For the data below, report how many lines contain the string "payload" and write nothing more.

__________________________________________________

PR #24633, opened 2025-09-11
Latejoin TGUI

Mister-Moriarty:
## About The PR:
Converts the latejoin menu into TGUI, with most features being one-to-one with the original UI, save for priority roles, which are now marked with a star and tooltip.

Two new TGUI components have been added; `ColorSection` and `ColorCheckbox`. `ColorSection` is a wrapper for `Section` that enables the section's header colour to be set to one of the TGUI colour presets. `ColorCheckbox` is a wrapper for `Button.Checkbox` that allows custom selected and disabled colours to be set, again the set colour requiring to be one of TGUI presets.

In addition to this, custom TGUI colour presets may now be defined, with this PR adding new `navy` and `crimson` colour presets.

At the backend, `/datum/job/var/link_color` has been deprecated along with its associated defines, being replaced by a `ui_colour` variable and `TGUI_COLOUR_*` defines.

## Why Is This Needed?
Interface modernisation.

## Testing:
image
image
image

## Changelog:
```changelog
(u)Mr. Moriarty
(*)The latejoin window has been converted into TGUI.
```


code/datums/latejoin_menu.dm
```diff
@@ -0,0 +1,183 @@
...
+
+	var/list/silicon_department = list()
+	silicon_department["name"] = "Silicon"
+	silicon_department["colour"] = TGUI_COLOUR_GREY
+	silicon_department["jobs"] = src.get_silicon_jobs()
+
+	var/list/special_jobs = list()
+	special_jobs["name"] = "Special Jobs"
+	special_jobs["colour"] = TGUI_COLOUR_BLUE
+	special_jobs["jobs"] = GET_SPECIAL_JOBS(user, /datum/job/daily, /datum/job/special, /datum/job/created)
```
JORJ949, line 62: Daily jobs in the code appear both here and in the civilian department list, in the screenshots they appear in the civilian section, which are they meant to appear in?

code/datums/latejoin_menu.dm
```diff
@@ -0,0 +1,183 @@
...
+			J = get_singleton(/datum/job/civilian/cyborg)
+			job_name = "[S.name] (Cyborg)"
+
+		var/list/silicon_job_props = list()
+		silicon_job_props["job_name"] = job_name
+		silicon_job_props["priority_role"] = FALSE
+		silicon_job_props["has_wiki_link"] = !!J.wiki_link
+		silicon_job_props["job_ref"] = ref(J)
+		silicon_job_props["silicon_latejoin"] = ref(silicon_latejoin)
+		silicon_job_props["colour"] = "grey"
```
JORJ949: I see no reason this shouldn't be J.ui_colour

code/datums/latejoin_menu.dm
Mister-Moriarty: `GET_JOBS` and `GET_SPECIAL_JOBS` iterate through `staple_jobs` and `special_jobs` respectively; daily jobs can appear in both lists, with admin-enabled daily jobs appearing in the latter list, and thus under the "Special Jobs" section. See `job_controls.dm:38`.

code/datums/latejoin_menu.dm
Mister-Moriarty: I meant to update that, good catch!

code/datums/latejoin_menu.dm
JORJ949: I believe they can also be requested by players using RoleControl, but yep makes sense to me.

_std/tgui.dm
```diff
@@ -36,3 +36,62 @@
 #define TGUI_CREATE_MESSAGE(type, payload) ( \
 	"%7b%22type%22%3a%22[type]%22%2c%22payload%22%3a[url_encode(json_encode(payload))]%7d" \
 )
+
+
+//------------ TGUI Colours ------------//
```
ZeWaka, line 41: `our` 💀

tgui/packages/tgui/styles/colors.scss
```diff
@@ -9,30 +9,39 @@
...
-  'brown': var(--color-brown),
-  'grey': var(--color-grey),
-  'gray': var(--color-grey),
-  'light-grey': var(--color-light-grey),
-  'light-gray': var(--color-light-grey),
-  'good': var(--color-good),
-  'average': var(--color-average),
-  'bad': var(--color-bad),
-  'label': var(--color-label),
+$_gen_map: map.merge(
```
ZeWaka, line 20: i don't think this map is even used, is it

tgui/packages/tgui/styles/components/ColorSection.scss
```diff
@@ -0,0 +1,47 @@
...
+  .ColorSection--color--#{$color-name} {
+    --color-section-base-color: hsl(
+      from #{$color-value} h s calc(l - var(--adjust-color))
+    );
+
+    --color-section-title: oklch(
+      from var(--color-section-base-color) calc(l * 0.825) calc(c * 0.75) h
+    );
+
+    @if $color-name == 'black' {
```
ZeWaka, line 35: how does this UI look in lightmode

tgui/packages/tgui/styles/colors.scss
Mister-Moriarty: `$_gen_map` is used to populate `$color-map`. See line 49.

tgui/packages/tgui/styles/components/ColorSection.scss
Mister-Moriarty: PR body updated with an example.

_std/tgui.dm
TobleroneSwordfish: ☭

TobleroneSwordfish:
This looks great, my only criticism is that the priority role is muuuch less eye-catching than before. How hard would it be to keep the outline or something similar?

tgui/packages/tgui/interfaces/LatejoinMenu/index.tsx
```diff
@@ -0,0 +1,244 @@
...
+      </Stack>
+    </ColorSection>
+  );
+};
+
+const PriorityRoleTooltip = () => {
+  return (
+    <Box
+      mt="0.5em"
+      dangerouslySetInnerHTML={{
```
pgmzeta: What is `dangerouslySetInnerHTML` getting around / fixing here?

_std/tgui.dm
```diff
@@ -36,3 +36,62 @@
...
+	TGUI_COLOUR_RED			= hsl2rgb(0, 70, 50),
+	TGUI_COLOUR_ORANGE		= hsl2rgb(25, 90, 50),
+	TGUI_COLOUR_YELLOW		= hsl2rgb(50, 97.5, 50),
+	TGUI_COLOUR_OLIVE		= hsl2rgb(70, 75, 45),
+	TGUI_COLOUR_GREEN		= hsl2rgb(140, 70, 40),
+	TGUI_COLOUR_TEAL		= hsl2rgb(180, 100, 35),
+	TGUI_COLOUR_BLUE		= hsl2rgb(210, 65, 47.5),
+	TGUI_COLOUR_VIOLET		= hsl2rgb(260, 60, 50),
+	TGUI_COLOUR_PURPLE		= hsl2rgb(290, 60, 50),
+	TGUI_COLOUR_PINK		= hsl2rgb(325, 70, 50),
```
pgmzeta, line 90: very, very red pink compared to current colors IMO. The ID computer TGUI uses a closer pink but they should probably use the same one either way (in separate PR if needed)

pgmzeta (changes requested):
Please add a special identifier for player requested roles akin to priority roles; check `player_requested` on the job datum

_std/tgui.dm
ZeWaka: Probably in like a common/colors.ts

Calphrick:
I'm going to go against the grain here and say I don't like the way this looks. It's too, I dunno, corporate? Doesn't have a lot of character to it. It's also hard to see what the priority role is. The bright yellow highlight works great, a small star not so much.

tgui/packages/tgui/interfaces/LatejoinMenu/index.tsx
Mister-Moriarty: In order to use HTML tags like `<b>` or `<i>` in strings, TypeScript requires the string to be placed inside of an element's inner HTML. The same trick is used for the occupation UI's tooltips.

_std/tgui.dm
Mister-Moriarty: Likely best for a separate PR, but that should be as simple as changing the value of `--color-pink` or creating a `--color-light-pink` variable. I'd probably put it in `css-variables.scss`, where the custom colours are. The above define-to-rgb map is currently only used to determine the colour of departmental post.

mordent-goonstation:
Using this screenshot, I don't get why Detective is white text when e.g. Roboticist is black text.
image

Mister-Moriarty:
> Using this screenshot, I don't get why Detective is white text when e.g. Roboticist is black text.

Ah, that's probably a bug with light mode. It looks like being disabled doesn't update the text colour of the button, even though the background colour is fixed.

ZeWaka:
> I'm going to go against the grain here and say I don't like the way this looks. It's too, I dunno, corporate? Doesn't have a lot of character to it. 

I agree, however this is just a re-implementation of an existing interface. We can do design changes later.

__________________________________________________

* [Task response] 2